RI Borong Gelar Wisata Halal Dunia


Wartawan : JPNN - Editor : Riyon - 09 December 2016 10:54 WIB    Dibaca : 58 kali

 

Bisa Dongkrak Kunjungan Wisatawan Muslim

Indonesia memborong gelar dalam perhelatan World Halal Tourism Award 2016 di Abu Dhabi, Uni Emirat Arab. Dari 16 kategori, 12 di antaranya dimenangkan Indonesia. Kemenangan itu diharapkan bisa mengerek jumlah kunjungan pariwisata Indonesia mulai 2017, khususnya kunjungan wisatawan muslim.

Beberapa kategori yang dimenangkan Indonesia, antara lain maskapai oleh Garuda Indonesia, kategori bandara oleh Sultan Iskandar Muda, Aceh, dan destinasi bulan madu halal oleh Sembalun Valley Region, Lombok. Selain itu, Sumatera Barat ditetapkan sebagai destinasi wisata halal terbaik di dunia.

Menteri Pariwisata Arief Yahya menuturkan, kemenangan itu sudah diupayakan sejak awal keikutsertaan Indonesia. Meski demikian, dia tetap tidak menyangka Indonesia bisa memborong 75 persen dari total penghargaan.

’’Ini capaian yang luar biasa. Untuk empat kategori lain, Indonesia memang tidak mengirimkan wakil,’’ ujar Arief, kemarin (8/12).

Dia menyebutkan, saingan terberat Indonesia adalah Malaysia. Khususnya pada empat kategori inti. Yaitu Halal Destination, Halal Honeymoon, Halal Hotel, dan Halal Culinary Destination. Keempatnya disabet Sumbar, Aceh, dan NTB yang sejak awal memang fokus mengelola wisata halal.

Indonesia memang sangat berkepentingan dengan kemenangan tersebut. Populasi muslim dunia yang sangat besar, sekitar dua miliar jiwa, menjadi pasar potensial bagi pariwisata Indonesia. ’’Dari tahun ke tahun selalu Malaysia dan Turki. Dua tahun belakangan kita ambil alih,’’ lanjutnya.

Dia yakin kemenangan itu akan berpengaruh pada pariwisata Indonesia. Selain mendongkrak kepercayaan diri, label terbaik itu juga akan menaikkan kepercayaan dunia internasional kepada pariwisata Indonesia.
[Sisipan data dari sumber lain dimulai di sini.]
Issue #40, opened 2018-04-24
Choosing the best license based on expiration date limits the ability to renew a license


mflorea:
I have this use case:

* the user gets a license for Silver support with 100 user limit that expires in 2019
* the user then extends the license with one year. The new license expires in 2020
* the user then wants to change the plan to Gold support with 250 user limit. The remaining days are converted to the new plan and the new license expires sooner than the existing license.

We end up having two licenses that are hard to compare:

* the first license has a better expiration date but the constraints (support and user limit) are worse
* the second license has better constraints but worse expiration date

ATM from the licensing application point of view the first license wins. But this is not the expected behavior. For this use case the most recent license should win, even if it has a less good expiration date, but the license API doesn't store the date when the license was generated.

PR #222, opened 2026-01-22
Choosing the best license based on expiration date limits the ability to renew a license #40

rbancescu:


application-licensing-common/application-licensing-common-api/src/main/java/com/xwiki/licensing/License.java
```diff
@@ -326,6 +331,24 @@ public static License getOptimumLicense(License license1, License license2)
...
+
+        if (!license1HasIssueDate && license2HasIssueDate) {
+            return license2;
+        }
+
+        if (license1HasIssueDate && license2HasIssueDate) {
+            long license1IssueDate = Long.parseLong(license1.getLicensee().get(LICENSE_ISSUE_DATE));
+            long license2IssueDate = Long.parseLong(license2.getLicensee().get(LICENSE_ISSUE_DATE));
+
+            return license1IssueDate > license2IssueDate ? license1 : license2;
```
oanalavinia: You are now choosing the license with the best issue date, but I would still check for it to not be expired. Or is it done before?

raresbancescu: The check is done before comparing the licenses; In this method only the non expired licenses are checked!

oanalavinia (changes requested):
I was also checking this schema https://github.com/xwikisas/application-licensing/blob/master/application-licensing-common/application-licensing-common-model/src/main/resources/xwiki.license.model.xsd
Could you check if there isn't a need to update it with the new field?

PR #233, opened 2026-05-06
Newly requested trial licenses invalidate the existing license #228

### LINKED ISSUE #228: Newly requested trial licenses invalidate the existing license
**Describe the bug**
When requesting a trial license, a new license is generated at that exact time. With the change brought in by 
https://github.com/xwikisas/application-licensing/issues/40#issuecomment-3906948740, it makes this new license get applied and it overwrites the old one.

The change mentioned above is welcomed, but it seems it needs more polish. By mistake, any admin could request a trial license and invalidate the old existing license. For example:
* XWiki user has XWiki Pro
* XWiki user wants to test Confluence Migration Tookit and they request a trial license
* The new generated license overwrites the old XWiki Pro license and all the paid extensions are controlled by the trial license.

rbancescu:


oanalavinia (approved):

oanalavinia:
We checked also why the license was extended starting from the trial license expiration date, instead of the current date. 
The logic is explained in this (old) [issue](https://jira.xwikisas.com/browse/LICENSING-45) : the button was always displayed and after the 2 usages it wasn't producing any effects.

Since we aren't in that case anymore, computing now the second expiration date from the current date shouldn't have any side effects

@rbancescu would be good to mention this on the parent ticket when you merge the fix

Selain itu, kemenangan tersebut memacu Indonesia untuk meningkatkan standar pariwisatanya.

Arief menambahkan, penghargaan itu juga diharapkan mampu sedikit mengurangi duka masyarakat Aceh yang baru saja terkena gempa. Aceh mendapatkan dua penghargaan, yakni World’s Best Halal Cultural Destination untuk Provinsi Aceh, dan World’s Best Airport for Halal Travelers untuk Bandara Sultan Iskandar Muda Banda Aceh. 

Anggota Tim Percepatan Pengembangan Pariwisata Halal (TP3H) Taufan Rahmadi menambahkan lonjakan jumlah wisatawan mancanegara sudah di depan mata pascakemenangan di WHTA.

Dia mengungkapkan, tahun lalu saat Lombok memperoleh penghargaan di ajang tersebut, langsung ada lonjakan luar biasa. “Dua hingga tiga bulan sudah banyak wisatawan asing hubungi biro wisata. Kebanyakan memang dari Timur Tengah,” ujar mantan ketua badan promosi wisata daerah NTB itu.

Imbasnya, tingkat okupansi hotel juga menggembirakan. Sebagian besar hotel di Lombok saat itu langsung menerima bayak tamu. “Akupansinya capai 80 persen hampir sepanjang tahun,” imbuh dia. 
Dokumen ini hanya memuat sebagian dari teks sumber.